Un signal fort aux habitants. Ce mercredi 15 octobre, environ 400 policiers ont été déployés dans le quartier Mistral de Grenoble, connu notamment pour le trafic de drogues. Par conséquent, une opération policière XXL, décrite comme «atypique» par la préfère de l’Isère Catherine Seguin, a été menée dans une seule tour de ce quartier.
Selon la préfecture de l'Isère à CNEWS, l’opération, qui s'est poursuivie ce mercredi après-midi, a mobilisé «85 enquêteurs sur la partie judiciaire assistés de chiens de recherche, 300 effectifs de voie publique, des douanes et des effectifs de la police aux frontières et des CRS». «Nous avons repris la possession de cet immeuble avec constats (…) qui laissent pantois sur la capacité des narcotrafiquants, si on ne les stoppe pas, à être dans une toute-puissance», a déclaré, de son côté, le procureur de la République de Grenoble Etienne Manteaux.
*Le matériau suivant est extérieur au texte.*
PR #177, opened 2019-05-14
Add function import/export information to module data

awortman-fastly:
also uncomment parts of lucetc tests that are now expressible/testable

Adds FunctionIndex newtype instead of passing around raw u32, to help make the lifecycle of function indices clearer.

Overall this isn't too big, but is the last piece I wanted to have in module data before renaming, and spending a moment fixing up lucet-analyze to know about all the new stuff.

### DIFF
--- a/lucet-module-data/src/module_data.rs
+++ b/lucet-module-data/src/module_data.rs
@@ -1,5 +1,5 @@
 use crate::{
-    functions::{FunctionMetadata, OwnedFunctionMetadata},
+    functions::{FunctionIndex, FunctionMetadata, ImportFunction, OwnedFunctionMetadata},
     globals::GlobalSpec,
     linear_memory::{HeapSpec, LinearMemorySpec, SparseData},
     types::Signature,
@@ -23,6 +23,9 @@ pub struct ModuleData<'a> {
     globals_spec: Vec<GlobalSpec<'a>>,
     #[serde(borrow)]
     function_info: Vec<FunctionMetadata<'a>>,
+    #[serde(borrow)]
+    import_functions: Vec<ImportFunction<'a>>,
+    export_functions: Vec<FunctionIndex>,
     signatures: Vec<Signature>,
 }
 
@@ -31,12 +34,16 @@ impl<'a> ModuleData<'a> {
         linear_memory: Option<LinearMemorySpec<'a>>,
         globals_spec: Vec<GlobalSpec<'a>>,
         function_info: Vec<FunctionMetadata<'a>>,
+        import_functions: Vec<ImportFunction<'a>>,
+        export_functions: Vec<FunctionIndex>,
         signatures: Vec<Signature>,
     ) -> Self {
         Self {
             linear_memory,
             globals_spec,
             function_info,
+            import_functions,
+            export_functions,
             signatures,
         }
     }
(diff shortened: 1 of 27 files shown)


lucet-module-data/src/module_data.rs
```diff
@@ -23,6 +23,9 @@ pub struct ModuleData<'a> {
     globals_spec: Vec<GlobalSpec<'a>>,
     #[serde(borrow)]
     function_info: Vec<FunctionMetadata<'a>>,
+    #[serde(borrow)]
+    import_functions: Vec<ImportFunction<'a>>,
```
awortman-fastly: I have these also as `Vec` because I expect the most common uses of these to be enumerating all imports or all exports of a module when doing setup, and probably not caring about import/export info after that point. If y'all can think of a point where we need to performantly look up if a given function is imported or exported, this probably isn't a great representation

lucetc/tests/wasm.rs
```diff
@@ -79,18 +71,22 @@ mod module_data {
...
-        assert_eq!(p.defined_functions().len(), 4);
+        assert_eq!(mdata.import_functions().len(), 1);
+        assert_eq!(mdata.import_functions()[0].module, "env");
+        assert_eq!(
+            mdata.sym_for(mdata.import_functions()[0].fn_idx),
+            Some(&b"icalltarget"[..])
+        );
+        assert_eq!(mdata.function_info().len(), 5);
         assert_eq!(
-            p.defined_functions().get(0).unwrap().symbol(),
```
awortman-fastly: This goes from `0` to `1` because `function_info` also contains entries for imported functions. I imagine dynamic linking-style function import would look like walking imports, looking for those indices, and updating the corresponding `FunctionSpec` with a pointer that would otherwise have had a relocation anyway.

lucet-runtime/lucet-runtime-internals/src/module/dl.rs
```diff
@@ -165,15 +167,12 @@ impl ModuleInternal for DlModule {
         Ok(unsafe { from_raw_parts(*p_table_segment, **p_table_segment_len as usize) })
     }
 
-    fn get_export_func(&self, sym: &[u8]) -> Result<FunctionHandle, Error> {
-        let mut guest_sym: Vec<u8> = b"guest_func_".to_vec();
-        guest_sym.extend_from_slice(sym);
-
+    fn get_export_func(&self, sym: &str) -> Result<FunctionHandle, Error> {
```
awortman-fastly: This became another one of those "oh, I'll start changing more stuff while I'm here!" situations.

@pchickey since we talked earlier and realized `function_id_by_name` is actually too broad for this use, I changed it to `get_export_func_id`, which more closely matches the primary user, `get_export_func`, anyway. Because it goes through export names, it compares functions without the `guest_func_` prefix. Because export names are valid utf8 by [The Spec](https://webassembly.github.io/spec/core/syntax/values.html#syntax-name) this can take `&str` instead of a `&[u8]`. That simplifies things and avoids questions about "what if sym is a byte slice that is not utf8", which should never happen anyway.

acfoltzer: Ooo, that's good to know! Rust makes bytestrings easy enough to write but I was always annoyed by that type showing up in the region traits

lucetc/src/decls.rs
```diff
@@ -125,12 +145,16 @@ impl<'a> ModuleDecls<'a> {
                     let funcid = clif_module
                         .declare_function(&export_symbol, Linkage::Export, signature)
                         .context(LucetcErrorKind::TranslatingModule)?;
+                    exports.push(ExportFunction {
+                        fn_idx: LucetFunctionIndex::from_u32(function_names.len() as u32),
+                        names: exportable_sigix.export_names.clone(),
```
awortman-fastly: All the export names for a function get bunched together, which makes this really straightforward!

awortman-fastly:
@pchickey I still need to think about reexports but I've since tweaked this to address your comments.

Another open question: is there a reason the `&[u8]` -> `&str` should not also change `Instance::run` to take `entrypoint: &str`? Any `&[u8]` that is not a valid `&str` will be invalid wasm, so unless someone is doing something really funky I think the only concern is that the C api would have an additional failure mode that the rust api wouldn't.

acfoltzer-fastly:
I say go for it. We can just return the symbol not found error enum if the C string fails to decode

lucetc/src/decls.rs
pchickey: I think the way the imports and exports collection live in different branches of this name calculation means we can't support an export of an imported function. Can you move those out to the higher level (check for them at the same indentation level as `let name =`, if that makes sense), and also add a test case somewhere that shows we can run an export of an imported function?

PR #185, opened 2019-05-31
Fix a path_get() bug with nested directories

jedisct1:
When traversing directories, we should keep the most recent file descriptor.

Add a test case originally triggering that bug.

Spotted by @kubkon -- thanks!


jedisct1:
Yes, capabilities are hard :(

Differential testing is badly needed. All WASI implementations must behave the same, and it's probably far from being the case right now.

Au total, quatre personnes ont été interpellées. De plus, onze kilos de stupéfiants, 10.000 euros, une arme et des munitions ont été saisis. Lors d’un point-presse, la préfète de l’Isère a expliqué que sur les 64 appartements de cette tour, 24 étaient vacants.
«L’espace public ne leur appartient pas»
Selon elle, ces appartements vacants «avaient été littéralement soudés par les trafiquants (…) Il a fallu intervenir à la disqueuse pour pouvoir rétablir l’accès et restituer ces appartements aux bailleurs».
Entre menaces et intimidations, les narcotrafiquants ont exercé, ces derniers mois, plusieurs pressions sur les locataires afin qu’ils puissent «quitter leur logement» et échapper à ce que Catherine Seguin décrit comme une «occupation négative de l’espace des communs et des cages d’escalier».
Cette opération est donc une réussite pour les habitants du quartier et pour les autorités. D’après la préfète, l’opération devrait se poursuivre dans les prochains jours. Le message aux trafiquants est donc clair et net : «L’espace public ne leur appartient pas», a martelé Catherine Seguin.